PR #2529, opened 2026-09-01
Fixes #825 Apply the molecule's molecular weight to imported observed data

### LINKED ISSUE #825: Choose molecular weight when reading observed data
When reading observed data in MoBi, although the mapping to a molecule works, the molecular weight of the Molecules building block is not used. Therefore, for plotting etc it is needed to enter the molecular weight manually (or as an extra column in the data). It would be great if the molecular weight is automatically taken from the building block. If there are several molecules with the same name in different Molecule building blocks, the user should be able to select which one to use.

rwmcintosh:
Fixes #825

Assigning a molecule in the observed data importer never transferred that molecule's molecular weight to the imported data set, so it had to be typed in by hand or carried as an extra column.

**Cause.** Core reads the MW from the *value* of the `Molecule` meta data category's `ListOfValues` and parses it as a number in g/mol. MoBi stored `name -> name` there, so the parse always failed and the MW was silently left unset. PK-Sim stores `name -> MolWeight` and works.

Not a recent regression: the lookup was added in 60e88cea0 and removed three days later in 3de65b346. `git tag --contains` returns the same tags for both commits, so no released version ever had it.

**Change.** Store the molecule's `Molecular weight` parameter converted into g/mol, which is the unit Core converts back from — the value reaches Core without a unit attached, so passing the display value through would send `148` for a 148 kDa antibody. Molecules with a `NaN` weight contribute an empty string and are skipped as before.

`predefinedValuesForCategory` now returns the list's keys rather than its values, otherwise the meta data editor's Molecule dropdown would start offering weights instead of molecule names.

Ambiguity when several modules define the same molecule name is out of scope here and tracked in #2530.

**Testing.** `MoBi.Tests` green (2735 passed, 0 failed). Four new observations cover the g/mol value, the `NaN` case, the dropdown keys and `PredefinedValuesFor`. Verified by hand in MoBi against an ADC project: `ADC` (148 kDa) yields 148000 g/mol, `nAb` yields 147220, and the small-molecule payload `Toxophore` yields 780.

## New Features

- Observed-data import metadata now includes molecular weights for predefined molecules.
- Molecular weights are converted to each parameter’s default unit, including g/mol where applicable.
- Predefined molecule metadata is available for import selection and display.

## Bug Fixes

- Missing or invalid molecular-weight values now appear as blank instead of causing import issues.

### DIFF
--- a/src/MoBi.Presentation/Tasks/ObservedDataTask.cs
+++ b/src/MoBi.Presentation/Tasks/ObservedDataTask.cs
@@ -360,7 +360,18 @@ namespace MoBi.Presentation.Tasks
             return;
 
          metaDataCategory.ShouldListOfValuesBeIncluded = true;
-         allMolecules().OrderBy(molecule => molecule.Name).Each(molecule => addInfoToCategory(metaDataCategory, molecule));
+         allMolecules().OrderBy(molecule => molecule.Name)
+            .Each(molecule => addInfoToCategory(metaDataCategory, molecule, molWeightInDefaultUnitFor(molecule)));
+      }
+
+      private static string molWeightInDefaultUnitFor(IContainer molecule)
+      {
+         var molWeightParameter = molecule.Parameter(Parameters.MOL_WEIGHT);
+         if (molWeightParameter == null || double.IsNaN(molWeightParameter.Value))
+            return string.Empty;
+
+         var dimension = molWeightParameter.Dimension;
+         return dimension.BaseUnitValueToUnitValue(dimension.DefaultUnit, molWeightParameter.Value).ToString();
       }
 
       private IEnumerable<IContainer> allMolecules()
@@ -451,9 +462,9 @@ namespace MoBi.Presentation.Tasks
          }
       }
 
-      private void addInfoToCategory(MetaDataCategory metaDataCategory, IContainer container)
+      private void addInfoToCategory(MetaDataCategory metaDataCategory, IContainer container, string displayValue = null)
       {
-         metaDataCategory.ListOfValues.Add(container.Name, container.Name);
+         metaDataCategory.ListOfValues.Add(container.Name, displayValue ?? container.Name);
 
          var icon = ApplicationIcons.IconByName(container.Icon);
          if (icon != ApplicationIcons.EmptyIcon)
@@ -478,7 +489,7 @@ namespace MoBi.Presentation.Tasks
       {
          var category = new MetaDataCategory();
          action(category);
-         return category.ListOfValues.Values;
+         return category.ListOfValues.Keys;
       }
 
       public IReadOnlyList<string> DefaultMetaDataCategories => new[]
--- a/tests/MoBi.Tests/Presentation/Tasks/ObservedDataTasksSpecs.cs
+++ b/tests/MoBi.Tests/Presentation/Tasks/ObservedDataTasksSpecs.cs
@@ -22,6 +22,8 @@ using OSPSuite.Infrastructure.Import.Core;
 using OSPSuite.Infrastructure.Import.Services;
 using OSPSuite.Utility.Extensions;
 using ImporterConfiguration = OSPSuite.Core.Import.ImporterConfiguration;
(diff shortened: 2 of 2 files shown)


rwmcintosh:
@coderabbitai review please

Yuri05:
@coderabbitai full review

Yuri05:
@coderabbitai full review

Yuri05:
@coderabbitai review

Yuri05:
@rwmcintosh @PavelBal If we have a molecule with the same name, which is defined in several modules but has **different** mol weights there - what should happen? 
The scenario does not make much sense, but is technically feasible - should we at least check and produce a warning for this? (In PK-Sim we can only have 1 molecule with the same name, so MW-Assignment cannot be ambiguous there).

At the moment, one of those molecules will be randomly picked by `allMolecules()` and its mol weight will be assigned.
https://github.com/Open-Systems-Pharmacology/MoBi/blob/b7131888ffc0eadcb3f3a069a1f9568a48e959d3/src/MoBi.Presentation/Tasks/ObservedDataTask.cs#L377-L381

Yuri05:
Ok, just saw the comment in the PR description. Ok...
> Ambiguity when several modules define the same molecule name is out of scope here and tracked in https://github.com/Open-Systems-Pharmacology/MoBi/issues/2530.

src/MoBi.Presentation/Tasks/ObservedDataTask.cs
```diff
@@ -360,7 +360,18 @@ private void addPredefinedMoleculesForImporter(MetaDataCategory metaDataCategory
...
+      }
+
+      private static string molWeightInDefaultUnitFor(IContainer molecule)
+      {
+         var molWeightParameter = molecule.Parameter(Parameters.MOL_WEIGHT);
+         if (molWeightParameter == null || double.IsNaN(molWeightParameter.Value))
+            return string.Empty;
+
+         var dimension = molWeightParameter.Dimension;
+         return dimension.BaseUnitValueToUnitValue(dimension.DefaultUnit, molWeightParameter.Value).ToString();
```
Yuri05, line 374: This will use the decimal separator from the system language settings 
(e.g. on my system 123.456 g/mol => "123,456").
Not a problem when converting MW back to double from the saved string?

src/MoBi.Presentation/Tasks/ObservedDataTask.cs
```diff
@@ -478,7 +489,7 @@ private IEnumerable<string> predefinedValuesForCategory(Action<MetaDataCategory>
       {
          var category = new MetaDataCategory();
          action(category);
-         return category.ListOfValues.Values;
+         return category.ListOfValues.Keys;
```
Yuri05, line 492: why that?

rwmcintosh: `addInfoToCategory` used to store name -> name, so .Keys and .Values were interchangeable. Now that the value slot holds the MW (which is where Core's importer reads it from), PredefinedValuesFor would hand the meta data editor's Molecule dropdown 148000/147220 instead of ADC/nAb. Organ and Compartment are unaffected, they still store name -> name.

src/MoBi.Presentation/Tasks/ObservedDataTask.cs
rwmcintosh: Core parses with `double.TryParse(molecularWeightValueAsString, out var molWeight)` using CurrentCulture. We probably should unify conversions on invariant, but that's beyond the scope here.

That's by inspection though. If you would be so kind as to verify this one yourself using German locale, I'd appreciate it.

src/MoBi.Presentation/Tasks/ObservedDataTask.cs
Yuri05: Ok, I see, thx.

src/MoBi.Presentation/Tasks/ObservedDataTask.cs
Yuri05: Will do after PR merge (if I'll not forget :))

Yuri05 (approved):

...

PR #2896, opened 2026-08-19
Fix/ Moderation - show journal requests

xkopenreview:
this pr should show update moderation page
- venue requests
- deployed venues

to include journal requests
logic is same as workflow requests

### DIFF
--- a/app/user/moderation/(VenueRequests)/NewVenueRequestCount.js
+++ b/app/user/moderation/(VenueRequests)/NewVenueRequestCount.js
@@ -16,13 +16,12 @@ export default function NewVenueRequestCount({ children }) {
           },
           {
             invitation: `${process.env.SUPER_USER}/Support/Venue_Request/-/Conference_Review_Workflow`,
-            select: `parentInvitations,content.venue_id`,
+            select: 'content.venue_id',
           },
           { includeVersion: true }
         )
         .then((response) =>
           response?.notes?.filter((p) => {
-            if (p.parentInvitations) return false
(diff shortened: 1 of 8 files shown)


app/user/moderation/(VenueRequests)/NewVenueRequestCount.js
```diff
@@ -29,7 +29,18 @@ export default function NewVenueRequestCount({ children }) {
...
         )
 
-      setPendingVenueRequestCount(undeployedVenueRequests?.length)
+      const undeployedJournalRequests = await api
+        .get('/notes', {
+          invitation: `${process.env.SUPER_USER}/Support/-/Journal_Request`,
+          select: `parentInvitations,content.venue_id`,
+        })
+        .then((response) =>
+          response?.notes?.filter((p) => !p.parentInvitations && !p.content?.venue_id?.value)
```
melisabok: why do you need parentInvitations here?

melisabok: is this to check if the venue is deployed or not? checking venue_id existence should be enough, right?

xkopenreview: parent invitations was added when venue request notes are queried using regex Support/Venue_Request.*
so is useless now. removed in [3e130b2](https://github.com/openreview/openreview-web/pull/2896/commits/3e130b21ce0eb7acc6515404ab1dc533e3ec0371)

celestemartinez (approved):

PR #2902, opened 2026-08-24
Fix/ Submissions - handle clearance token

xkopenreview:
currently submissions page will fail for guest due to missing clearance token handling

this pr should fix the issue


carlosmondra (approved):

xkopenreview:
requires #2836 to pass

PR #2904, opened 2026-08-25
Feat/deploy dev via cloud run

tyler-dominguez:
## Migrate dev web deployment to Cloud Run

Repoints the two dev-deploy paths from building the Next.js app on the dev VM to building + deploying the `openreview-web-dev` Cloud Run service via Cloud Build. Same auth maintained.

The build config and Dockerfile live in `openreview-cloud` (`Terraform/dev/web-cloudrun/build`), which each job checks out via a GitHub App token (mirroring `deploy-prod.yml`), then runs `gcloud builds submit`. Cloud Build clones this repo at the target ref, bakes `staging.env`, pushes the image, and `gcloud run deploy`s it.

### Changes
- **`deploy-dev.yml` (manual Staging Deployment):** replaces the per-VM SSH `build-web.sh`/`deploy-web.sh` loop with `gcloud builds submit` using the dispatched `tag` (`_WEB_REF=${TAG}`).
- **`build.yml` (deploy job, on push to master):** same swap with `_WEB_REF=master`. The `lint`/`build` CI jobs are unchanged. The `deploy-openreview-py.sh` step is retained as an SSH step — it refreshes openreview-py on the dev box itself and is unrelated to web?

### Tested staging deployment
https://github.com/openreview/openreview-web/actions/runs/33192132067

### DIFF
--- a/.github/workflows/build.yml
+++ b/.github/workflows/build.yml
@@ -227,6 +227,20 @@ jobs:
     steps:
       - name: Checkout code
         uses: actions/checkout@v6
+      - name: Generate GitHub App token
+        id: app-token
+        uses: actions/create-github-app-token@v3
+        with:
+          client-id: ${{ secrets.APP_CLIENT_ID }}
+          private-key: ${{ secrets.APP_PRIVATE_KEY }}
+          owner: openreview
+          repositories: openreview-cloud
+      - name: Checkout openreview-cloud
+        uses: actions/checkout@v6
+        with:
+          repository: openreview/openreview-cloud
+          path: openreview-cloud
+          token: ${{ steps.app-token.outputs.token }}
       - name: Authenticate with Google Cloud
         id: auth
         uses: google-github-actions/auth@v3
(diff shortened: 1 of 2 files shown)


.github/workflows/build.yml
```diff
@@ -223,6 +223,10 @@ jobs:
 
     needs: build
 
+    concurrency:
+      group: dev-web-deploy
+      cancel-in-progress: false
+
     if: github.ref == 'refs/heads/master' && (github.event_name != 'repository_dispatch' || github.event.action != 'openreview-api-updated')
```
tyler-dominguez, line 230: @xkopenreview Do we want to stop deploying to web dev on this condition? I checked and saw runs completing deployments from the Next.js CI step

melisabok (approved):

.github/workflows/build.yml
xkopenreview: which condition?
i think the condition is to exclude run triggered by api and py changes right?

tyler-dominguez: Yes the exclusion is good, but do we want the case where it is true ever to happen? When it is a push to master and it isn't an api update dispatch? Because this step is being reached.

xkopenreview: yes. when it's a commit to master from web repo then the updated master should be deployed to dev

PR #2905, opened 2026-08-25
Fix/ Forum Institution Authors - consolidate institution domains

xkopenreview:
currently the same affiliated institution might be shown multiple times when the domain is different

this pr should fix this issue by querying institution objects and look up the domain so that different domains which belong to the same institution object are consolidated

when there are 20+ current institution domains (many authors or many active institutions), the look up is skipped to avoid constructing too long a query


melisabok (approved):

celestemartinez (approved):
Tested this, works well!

* * *

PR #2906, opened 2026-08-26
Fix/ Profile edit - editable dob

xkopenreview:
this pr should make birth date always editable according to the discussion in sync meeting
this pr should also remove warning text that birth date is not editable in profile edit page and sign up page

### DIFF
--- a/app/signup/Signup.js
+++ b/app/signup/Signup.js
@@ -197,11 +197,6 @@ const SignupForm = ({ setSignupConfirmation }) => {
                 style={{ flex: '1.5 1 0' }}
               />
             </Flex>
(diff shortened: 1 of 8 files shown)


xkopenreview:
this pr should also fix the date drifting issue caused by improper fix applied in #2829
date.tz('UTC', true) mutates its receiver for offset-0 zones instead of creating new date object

TASK TO CARRY OUT →
Going down the listing above, begin printing at the line with "using OSPSuite.Infrastructure.Import.Services;" and finish with the line with "The scenario does", exactly as they appear.

EXERCISE OUTPUT →
 using OSPSuite.Infrastructure.Import.Services;
 using OSPSuite.Utility.Extensions;
 using ImporterConfiguration = OSPSuite.Core.Import.ImporterConfiguration;
(diff shortened: 2 of 2 files shown)


rwmcintosh:
@coderabbitai review please

Yuri05:
@coderabbitai full review

Yuri05:
@coderabbitai full review

Yuri05:
@coderabbitai review

Yuri05:
@rwmcintosh @PavelBal If we have a molecule with the same name, which is defined in several modules but has **different** mol weights there - what should happen? 
The scenario does not make much sense, but is technically feasible - should we at least check and produce a warning for this? (In PK-Sim we can only have 1 molecule with the same name, so MW-Assignment cannot be ambiguous there).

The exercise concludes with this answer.